Re: [ANN] Instaparse 1.0.0

Mark Engelberg Fri, 12 Apr 2013 00:51:40 -0700

On Thu, Apr 11, 2013 at 7:41 PM, Dmitry Kakurin <dmitry.kaku...@gmail.com>wrote:


> But your parser rules are somewhat new to me.
> Both variations are accepted:
>
>      add = add-sub <'+'> add-sub
>      add = mul-div <'+'> add-sub
>
> And in both cases some generated parsers are correct (arithmetically
> speaking :-) ), but I'd like to understand rules for the first/default
> parser.
> Could you clarify it a little please?
>

Let's start with a simpler example, a grammar that only involves + and
numbers (no handling for parens or whitespace).

(def addition
  (insta/parser
    "plus = plus <'+'> plus | num
     num = #'[0-9]'+"))

If you call (parses addition "1+2+3"), you'll see that that two parse
results are returned.  This grammar is ambiguous and you'll get one parse
result that corresponds to (1+2)+3 and another parse result that
corresponds to 1+(2+3).

I gather from your questions that you really want to know which of these
parse results will come first (i.e., which one will be returned if you only
ask for one parse result).  The answer is:  I make no guarantee as to which
will come first.  (I'm not just being ornery; this lack of guarantee is
important for my future plans for a concurrent version).

Now in this particular case, since addition is associative, maybe we're
perfectly happy to let the ambiguity stand and let instaparse just pick one
of the two possible results for us.  But if we don't want that ambiguity,
we must alter the grammar until we see that parses always returns one
result.  In the above grammar, there are a couple straightforward ways to
resolve the disambiguation:

(def addition-associate-right
  (insta/parser
    "plus = num <'+'> plus | num
     num = #'[0-9]'+"))

(def addition-associate-left
  (insta/parser
    "plus = plus <'+'> num | num
     num = #'[0-9]'+"))

You mentioned that you were familiar with LL grammars.  So this is similar
to LL in the sense that if you want a precise result, you need to make the
grammar precise -- you can't rely on external precedence or associativity
rules.  However, the resulting disambiguated grammars are much more natural.

Consider the above addition-associate-left grammar -- LL would choke on
this because it is left-recursive.  If you want to associate to the left in
LL, you have to transform the natural-looking left-recursive rule into
something much messier.  This is an unfortunate limitation of LL grammars.
For correct calculation, arithmetic operators of equal precedence really
need to associate to the left (i.e., 1-2-3 should evaluate as (1-2)-3, not
1-(2-3)), and left recursion is the easiest way to express that.

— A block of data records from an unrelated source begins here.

PR #2921, opened 2019-11-21
evaluate castType.getKind() only once and then compare many times

smonteiro:


framework/src/main/java/org/checkerframework/common/value/ValueVisitor.java
```diff
@@ -29,7 +29,7 @@
 import org.checkerframework.framework.type.AnnotatedTypeMirror;
 import org.checkerframework.framework.type.AnnotatedTypeMirror.AnnotatedDeclaredType;
 import org.checkerframework.framework.type.visitor.AnnotatedTypeScanner;
-import org.checkerframework.javacutil.AnnotationUtils;
+import static org.checkerframework.javacutil.AnnotationUtils.*;
```
wmdietl: In general we avoid wildcard imports and there are very few static imports.
Please only import the methods you actually use.

smonteiro: Can do. Next commit will have it split.

smonteiro:
This is as far as I want to  go with this pull request. No more commits.

mernst:
As a general rule, we like to make every pull request a logical unit.  This one combines unrelated changes:  using static imports, and avoiding recomputation of `getKind`.  I will merge it, but in the future could you make a separate pull request for each?  I realize that's a touch more work, but it makes each pull request (and commit in the history) easier to understand.
Thanks again.

smonteiro:
I agree completely. I have no issue complying with that as that is what I request also when I do reviews for merge :)
I appreciate the flexibility while I get my "programming legs" with the cadence. 

About the gradlew reformat with Windows: should I file that as an issue in this repository with details or what do you recommend ?

PR #2924, opened 2019-11-22
Introduce factory methods and use them via automated refactoring. 

smonteiro:
This is a follow up to the addition of convenience constructors to Range().

(The changes are better viewed in split view)

By introducing factory methods and refactor-renaming them all to create(*) the interface footprint to classes using it is greatly reduced. Now one passes whatever one has at hand to a **Range.create**(*)  and let the pertinent implementation handle the processing.

int, long, Integer, Long, BigInteger, List, Set ... the  `create(*,*)` and `create(*)` signatures handle them all.

There is a unified implementation for the create signature for Collection which does only one pass through the collection gathering min and max; and it is works for all the 8 previous  places that needed such construct.

The public factory methods validate arguments defensively while private ones do not validate arguments by design. See JavaDov within Range now for better insight.

Once this is approved, the next step (2) is to remove the now redundant client code that attempted to convert lists to create Range. _I think it belongs in this same pull request._

NOT DOING THIS PARAGRAPH ANYMORE:  Once step (2)  is approved,  an improvement to the evaluation of the hash is in order and can finally be done in one place instead of several. _And that would conclude this pull request._

### DIFF
--- a/framework/src/main/java/org/checkerframework/common/value/util/Range.java
+++ b/framework/src/main/java/org/checkerframework/common/value/util/Range.java
@@ -119,6 +119,7 @@ public class Range {
      *
      * @param from the lower bound (inclusive)
      * @param to the upper bound (inclusive)
+     * @return newly created Range or EVERYTHING
      */
     private static Range createOrNothing(long from, long to) {
         return createOrElse(from, to, NOTHING);
@@ -315,12 +316,22 @@ public class Range {
         return createOrElse((byte) this.from, (byte) this.to, BYTE_EVERYTHING);
     }
 
-    /** Returns true if the element is contained in this range. */
+    /**
+     * Returns true if the element is contained in this range.
+     *
+     * @param element the value to seek
+     * @return true or false
+     */
     public boolean contains(long element) {
         return from <= element && element <= to;
     }
 
-    /** Returns true if the element is contained in this range. */
+    /**
+     * Returns true if the element is contained in this range.
+     *
+     * @param other the range to seek
+     * @return true or false
+     */
     public boolean contains(Range other) {
         return other.isWithin(from, to);
     }
@@ -1078,6 +1089,10 @@ public class Range {
     /**
      * Determines if this range is completely contained in the range specified by the given lower
      * bound inclusive and upper bound inclusive.
+     *
+     * @param lb lower bound
+     * @param ub upper bound
+     * @return true or false
      */
     public boolean isWithin(long lb, long ub) {
         return lb <= from && to <= ub;
--- a/framework/src/main/java/org/checkerframework/common/value/util/Range.java
+++ b/framework/src/main/java/org/checkerframework/common/value/util/Range.java
@@ -373,12 +373,20 @@ public class Range {
         return createOrNothing(resultFrom, resultTo);
     }
 
-    /** @return the range with the lowest to and from values of this range and the passed range */
+    /** 
+     * 
+     * @param other
+     * @return the range with the lowest to and from values of this range and the passed range.
+     */
     public Range min(Range other) {
         return create(Math.min(this.from, other.from), Math.min(this.to, other.to));
     }
 
-    /** @return the range with the highest to and from values of this range and the passed range */
+    /** 
+     * 
+     * @param other
+     * @return the range with the highest to and from values of this range and the passed range.
+     */
     public Range max(Range other) {
         return create(Math.max(this.from, other.from), Math.max(this.to, other.to));
     }
@@ -1160,10 +1168,10 @@ public class Range {
      *
      * <p>Overflow and underflow here are any violations of {@code from<=to}.
      *
-     * @param from
-     * @param to
-     * @param underflow
-     * @return
+     * @param from given from value. 
+     * @param to given to value.
+     * @param underflow.
+     * @return a Range instance.
      */
     private static Range createOrElse(long from, long to, Range underflow) {
         if (from <= to) return new Range(from, to);
--- a/framework/src/main/java/org/checkerframework/common/value/util/Range.java
+++ b/framework/src/main/java/org/checkerframework/common/value/util/Range.java
@@ -65,10 +65,8 @@ public class Range {
     /**
      * Constructs a range with its bounds specified by two parameters, {@code from} and {@code to}.
      *
-     * <p>Private constructor does no validation of arguments so special instances can be created
-     * through it.
-     *
-     * <p>Example {@code #NOTHING}.
+     * <p>This is a private constructor that does no validation of arguments, so special instances
+     * (e.g., {@link #NOTHING}) can be created through it.
      *
      * @param from the lower bound (inclusive)
      * @param to the upper bound (inclusive)
@@ -80,12 +78,11 @@ public class Range {
 
     /**
      * Constructs a range with its bounds specified by two parameters, {@code from} and {@code to}.
-     *
-     * <p>Public factory method validates that {@code from <= to}
+     * Requires {@code from <= to}.
      *
      * @param from the lower bound (inclusive)
      * @param to the upper bound (inclusive)
-     * @return a valid Range for {@code from <= to}, otherwise IllegalArgumentException.
+     * @return the Range [from..to]
      */
     public static Range create(long from, long to) {
         if (!(from <= to)) {
@@ -95,18 +92,17 @@ public class Range {
     }
 
     /**
-     * Create a Range from a collection of Number, Longs, Integer.
+     * Create a Range from a collection of Numbers.
      *
-     * <p>This is a public convenience factory method that builds using the public factory for a
-     * range.
-     *
-     * @param values collection from which min and max values will be used as from and to values in
-     *     the range.
-     * @return NOTHING on empty collection; a valid Range on any collection.
+     * @param values collection whose min and max values will be used as the range's from and to
+     *     values
+     * @return a range that encompasses all the argument's values ({@link #NOTHING} if the argument
+     *     is an empty collection)
      */
     public static Range create(Collection<? extends Number> values) {
-        if (values.isEmpty()) return NOTHING;
-        // traverses the list once for min and max
+        if (values.isEmpty()) {
+            return NOTHING;
+        }
         long min = values.iterator().next().longValue();
         long max = min;
         for (Number value : values) {
--- a/framework/src/main/java/org/checkerframework/common/value/util/Range.java
+++ b/framework/src/main/java/org/checkerframework/common/value/util/Range.java
@@ -6,6 +6,7 @@ import java.util.Collection;
 import java.util.Collections;
 import java.util.List;
 import java.util.Objects;
+import org.checkerframework.checker.nullness.qual.Nullable;
 
 /**
  * The Range class models a 64-bit two's-complement integral interval, such as all integers between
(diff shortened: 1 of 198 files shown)


framework/src/main/java/org/checkerframework/common/value/util/Range.java
```diff
@@ -1153,7 +1169,7 @@ public boolean isWithinInteger() {
      * @param bigTo the upper bound of the BigInteger range
      * @return a range with Long type bounds converted from the BigInteger range
      */
-    private static Range bigRangeToLongRange(BigInteger bigFrom, BigInteger bigTo) {
+    private static Range create(BigInteger bigFrom, BigInteger bigTo) {
```
wmdietl: Move this up to the other `create` methods?

framework/src/main/java/org/checkerframework/common/value/util/Range.java
```diff
@@ -40,65 +42,81 @@
...
-    private Range() {
-        this.from = Long.MAX_VALUE;
-        this.to = Long.MIN_VALUE;
+    /**
+     * Create a Range from a collection of Number, Longs, Integer.
+     *
+     * <p>This is a public convenience factory method that builds using the public factory for a
+     * range.
+     *
+     * @param values never null collection from which min and max values will be used as from and to
```
wmdietl: We usually use the non-null default that the Nullness Checker uses. So if you don't say that null is allowed, it's forbidden. If something does allow null, it should be annotated as `@Nullable` and explain in the javadoc.

framework/src/main/java/org/checkerframework/common/value/util/Range.java
```diff
@@ -166,7 +184,7 @@ public int hashCode() {
      * Compare two ranges in a type safe manner for equality without incurring the cost of an
      * instanceof check such as equals(Object) does.
      *
-     * @param range to compare against
+     * @param range to compare against; never null
```
wmdietl: Same comment about non-null-by-default.

framework/src/main/java/org/checkerframework/common/value/util/Range.java
```diff
@@ -40,65 +42,81 @@
...
-    public static final Range CHAR_EVERYTHING = new Range(Character.MIN_VALUE, Character.MAX_VALUE);
+    public static final Range CHAR_EVERYTHING = create(Character.MIN_VALUE, Character.MAX_VALUE);
 
     /** A range containing all possible 8-bit values. */
-    public static final Range BYTE_EVERYTHING = new Range(Byte.MIN_VALUE, Byte.MAX_VALUE);
+    public static final Range BYTE_EVERYTHING = create(Byte.MIN_VALUE, Byte.MAX_VALUE);
 
-    /** The empty range. */
-    public static final Range NOTHING = new Range();
+    /** The empty range singleton. */
```
wmdietl: In what way is this a singleton? I don't think we guarantee that this is the only Range object with that range.

smonteiro: Two parts to this.

1. Actually this is from the original source code's line 98 (excerpt below) for the private constructor 
` /** Creates the singleton empty range. */`
` private Range() {`
` this.from = Long.MAX_VALUE;`
`this.to = Long.MIN_VALUE;`
	   
2. As written there is the guarantee  that no other existing or publicly created Range will have a different instance with these same bounds as the public factory method enforces from<=to which this special instance violates on purpose.

framework/src/main/java/org/checkerframework/common/value/util/Range.java
smonteiro: Thanks. I was not sure if this code base itself was subjected to the Nullness Checker .  
I will remove the runtime check on a commit to come.

framework/src/main/java/org/checkerframework/common/value/util/Range.java
smonteiro: ok. will do.

framework/src/main/java/org/checkerframework/common/value/util/Range.java
smonteiro: Agreed. 
I edited it in place to make the review comparison easier to tell this was being renamed.

framework/src/main/java/org/checkerframework/common/value/util/Range.java
wmdietl: Ah, I had missed that! Maybe this should be highlighted in the `Range()` constructor? It should only be called once and after that `NOTHING` should be used.

framework/src/main/java/org/checkerframework/common/value/util/Range.java
wmdietl: Yes, that's a good strategy. In these cases, maybe add a TODO comment that you plan to move the method after the review.

framework/src/main/java/org/checkerframework/common/value/util/Range.java
wmdietl: We're not running the Nullness Checker yet (#2916 is starting work on that), but we already follow that style.

framework/src/main/java/org/checkerframework/common/value/util/Range.java
smonteiro: @mernst handled that on the javadoc in this review.

It is getting better all the time. :)

wmdietl: Now I looked at the new code again and you're doing exactly that. So this looks good now.

smonteiro: It is better but I found an issue with the definition used for NOTHING : it does not allow a proper hash code to be computed.

smonteiro:
@mernst @wmdietl  Hurray!  this pull request passes everything :)  Your approval(s) and merge are anxiously awaited :)

smonteiro:
Again passes all checks. Ready to go.

smonteiro:
This was approved. When does it get pushed to master ?

framework/src/main/java/org/checkerframework/common/value/util/Range.java
wmdietl: These two new create methods should be moved up in the file to the other create methods, as discussed above.

mernst:
> This was approved. When does it get pushed to master ?

Two people are assigned to the pull request, so they each have to approve.  Sorry you had to wait 10 days for one of them.

smonteiro:
I am glad to move the renamed method up once this is merged into master as moving it with the many pull requests slated towards this same Range.java file will make a mess for diffs for merging changes.

framework/src/main/java/org/checkerframework/common/value/util/Range.java
smonteiro: See https://github.com/typetools/checker-framework/pull/2924#issuecomment-560803366

wmdietl:
This was approved on Friday and I looked at it again today. I don't understand what you mean with "sit out this long". I gave comments within a day of opening of the PR and now within a workday of another review.

You had agreed to move the methods before, but you haven't done so yet.
I don't see how moving the methods becomes easier after merging into master. You will have the same merge problems as moving them now.

smonteiro:
The comment about sitting and becoming stale is about being 11 days from inception, not about you in any particular way.
Since I created this pull request I have developed quite a few changes to offer based on this being in place as is.
The desire was to make comparing for the additional changes very simple. 
By forcing a move now and to master, all of those isolated changes which were branched off separately from master to adhere to the policy of one-topic-of-change-per-pull-request become stale.
I hope this explains where I was coming from. 
It  is moot now. I edited the source file to move the methods up.

framework/src/main/java/org/checkerframework/common/value/util/Range.java
```diff
@@ -331,35 +362,30 @@ public Range byteRange() {
...
-        return BYTE_EVERYTHING;
+        return createOrElse((byte) this.from, (byte) this.to, BYTE_EVERYTHING);
     }
 
     /**
      * Returns true if the element is contained in this range.
      *
      * @param element the value to seek
-     * @return true if {@code element} is in this range
+     * @return true or false
```
wmdietl: What was wrong with the previous explanation? I find `true or false` rather useless as explanation for a boolean, compared to what was here before.

framework/src/main/java/org/checkerframework/common/value/util/Range.java
```diff
@@ -331,35 +362,30 @@ public Range byteRange() {
...
     }
 
     /**
-     * Returns true if the other range is contained in this range.
+     * Returns true if the element is contained in this range.
      *
-     * @param other the range that might be within this one
-     * @return true if {@code other} is within this range
+     * @param other the range to seek
+     * @return true or false
```
wmdietl: Same comment about javadoc.

framework/src/main/java/org/checkerframework/common/value/util/Range.java
```diff
@@ -152,7 +199,7 @@ public String toString() {
     }
 
     @Override
-    public boolean equals(@Nullable Object obj) {
+    public boolean equals(Object obj) {
```
wmdietl: You should not remove the `@Nullable` annotation here. The Nullness Checker will complain about an illegal override. The Nullness Checker isn't run on this code yet, but there is no reason to remove this correct specification.

framework/src/main/java/org/checkerframework/common/value/util/Range.java
```diff
@@ -41,96 +42,142 @@
...
+
+    /**
+     * Internal factory that handles creation of Range that may be in overflow or underflow as a
+     * result of an internal cast conversion.
+     *
+     * <p>Overflow and underflow here are any violations of {@code from<=to}.
+     *
+     * @param from given from value.
+     * @param to given to value.
+     * @param underflow.
```
wmdietl: This parameter name is a bit confusing. The documentation above talks about overflow and underflow, but then there is only an underflow parameter without explanation. Can you add javadoc and use a better name, maybe `alternative`?

framework/src/main/java/org/checkerframework/common/value/util/Range.java
```diff
@@ -41,96 +42,142 @@
...
 
     /**
      * Returns a range with its bounds specified by two parameters, {@code from} and {@code to}. If
-     * {@code from} is greater than {@code to}, returns {@link #EVERYTHING}.
+     * {@code from} is greater than {@code to}, returns {@link #NOTHING}.
      *
      * @param from the lower bound (inclusive)
      * @param to the upper bound (inclusive)
-     * @return newly-created Range or EVERYTHING
+     * @return newly created Range or EVERYTHING
```
wmdietl: Should the `EVERYTHING` be `NOTHING` as suggested by the method name?

framework/src/main/java/org/checkerframework/common/value/util/Range.java
```diff
@@ -331,35 +362,30 @@ public Range byteRange() {
...
-     * @return true if {@code element} is in this range
+     * @return true or false
      */
     public boolean contains(long element) {
         return from <= element && element <= to;
     }
 
     /**
-     * Returns true if the other range is contained in this range.
+     * Returns true if the element is contained in this range.
```
wmdietl: Isn't `other range` better than `element` when there is no `element` parameter?

framework/src/main/java/org/checkerframework/common/value/util/Range.java
```diff
@@ -1120,12 +1151,11 @@ public boolean isConstant() {
      * Determines if this range is completely contained in the range specified by the given lower
      * bound inclusive and upper bound inclusive.
      *
-     * @param lb lower bound for the range that might contain this one
-     * @param ub upper bound for the range that might contain this one
-     * @return true if this range is within the given bounds
+     * @param lb lower bound
+     * @param ub upper bound
+     * @return true or false
```
wmdietl: Is there a better explanation?

framework/src/main/java/org/checkerframework/common/value/util/Range.java
smonteiro: done for "alternate"

framework/src/main/java/org/checkerframework/common/value/util/Range.java
smonteiro: corrected

framework/src/main/java/org/checkerframework/common/value/util/Range.java
smonteiro: corrected

smonteiro:
Hurray! :) Done! :)

mernst:
Thanks @smonteiro for the changes and @wmdietl for the reviews that further improved it.

PR #2927, opened 2019-11-22
Declaration annotations don't apply to array component types (Fixes #2888)

### LINKED ISSUE #2888: Aliased declaration annotations on array component types
According to https://checkerframework.org/manual/#declaration-annotations-moved we are moving aliased declaration annotations from the array component to the array type.

The following example:

```java
import com.sun.istack.internal.Nullable;

class Demo {
    @Nullable Object [] noa;
    
    @Nullable Object [] foo(@Nullable Object [] p) {
        noa = p;
        noa = foo(noa);
        noa = foo(p);
        return p;
    }
}
```

(`com.sun.istack.internal.Nullable` only exists in JDK 8; I didn't look which of our other aliases might exist in both 8 and 11.)

Should compile without any error, but raises six:

```
Demo.java:3: error: [initialization.fields.uninitialized] the constructor does not initialize fields: noa
class Demo {
^
Demo.java:8: error: [assignment.type.incompatible] incompatible types in assignment.
        noa = foo(noa);
                 ^
  found   : @Initialized @NonNull Object @Initialized @Nullable []
  required: @Initialized @Nullable Object @Initialized @NonNull []
Demo.java:8: error: [argument.type.incompatible] incompatible types in argument.
        noa = foo(noa);
                  ^
  found   : @Initialized @Nullable Object @Initialized @NonNull []
  required: @Initialized @NonNull Object @Initialized @Nullable []
Demo.java:9: error: [assignment.type.incompatible] incompatible types in assignment.
        noa = foo(p);
                 ^
  found   : @Initialized @NonNull Object @Initialized @Nullable []
  required: @Initialized @Nullable Object @Initialized @NonNull []
Demo.java:9: error: [argument.type.incompatible] incompatible types in argument.
        noa = foo(p);
                  ^
  found   : @Initialized @Nullable Object @Initialized @NonNull []
  required: @Initialized @NonNull Object @Initialized @Nullable []
Demo.java:10: error: [return.type.incompatible] incompatible types in return.
        return p;
               ^
  type of expression: @Initialized @Nullable Object @Initialized @NonNull []
  method return type: @Initialized @NonNull Object @Initialized @Nullable []
6 errors
```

To better understand this point, take a look at:
http://www.csse.monash.edu.au/~lloyd/tildeProgLang/Grammar/Top-Down/

First, it shows the arithmetic grammar you'd *want* to write.  You'll see
it looks almost identical to the grammar I used in the tutorial (although I
added a root tag and broke out the operators individually for evaluation
purposes).

Then, it goes on to show that in LL, you can't actually write the grammar
the way you'd want to write it.  It demonstrates two transformations that
eventually turn the grammar into something LL can handle.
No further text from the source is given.